Now the problems to solve are more network engineering- and development-oriented, so the next data scientists on rotation will move on to experiment with different data sets and objectives. But there is more to come on this application of RL, so keep an eye out for future updates.

New publications

On top of the major project for of the R&D Program over the last three months, the data scientists involved with the program also completed and documented two additional projects from the certified backlog. Their efforts represent the benefit of opening up the slate of projects deemed interesting by the PSP, allowing the data scientists additional opportunity to learn and get a head start on experimenting outside of their project work.

The resulting papers were the first to work through the newly formalized peer review process and are also indicative of the increasing breadth of the R&D community across WWT, as more groups and areas of the company become interested to be involved in the exciting R&D work.

What's next?

Another highlight of the past few months has been the number of new and exciting technologies coming to market, even in the midst of COVID-19. The R&D team would like to highlight the following technology in particular for its applicability to WWT and our partners.

It's time to admit something. This article was not really written by a person...

It was, in fact, written by several people! Though we are very excited though about the possibility of custom-prompted and artificially generated prose that is indistinguishable from real human-created text, this article truly was written by the authors. As is clear from some lighthearted examples of fake content generated by OpenAI's new language model GPT-3 (here and here), we are closer than ever before to being able to speak to computers and have them answer.

This last and even more advanced model, described in a recently released paper, builds off OpenAI's 2019 success using scale to create a production-ready generalized pretrained text (GPT) response generator. OpenAI's engineers again leveraged an astronomically sized training data set and millions more parameters for the latest edition, and the organization has opened an API access point to their GPT-3 model for experimentation by academic, commercial and individual collaborators.
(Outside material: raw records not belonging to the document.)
PR #150, opened 2020-03-29
Add pdf2svg imager

dalcde:
Currently this uses pdfcrop to crop the pdf before converting it to svg.
I've been unable to find a straightforward way to crop svg's; something
we should probably look into in the future (the Image.crop function
doesn't work on svg's. We should fix that).

The resulting svg's are much smaller than that of dvisvgm, but this is configurable via the scale factor

### DIFF
--- a/plasTeX/Imagers/__init__.py
+++ b/plasTeX/Imagers/__init__.py
@@ -425,6 +425,7 @@ class Imager(object):
 
     # Verification command to determine if the imager is available
     verification = ''
+    verifications = []
 
     fileExtension = '.png'
 
@@ -521,9 +522,16 @@ class Imager(object):
         if self.verification:
             proc = os.popen(self.verification)
             proc.read()
-            if not proc.close():
-                return True
-            return False
+            return not proc.close()
+
+        if self.verifications:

The AI R&D Program has a surfeit of ideas and use cases ready to tackle with GPT-3's help, so stay tuned for future articles once we have hopefully been granted beta API access!

In the future, the R&D Team will continue to encourage new ideas and experimentation as we solidify the MLOps capability, push forward different RL applications and experiment with new technologies. We are excited to continue bringing more people from across WWT into the program and to establish and expand our external partnerships. The R&D Operations Team will continue developing processes and operations to enable data scientists and engineers to realize and publicize their ideas and ongoing efforts.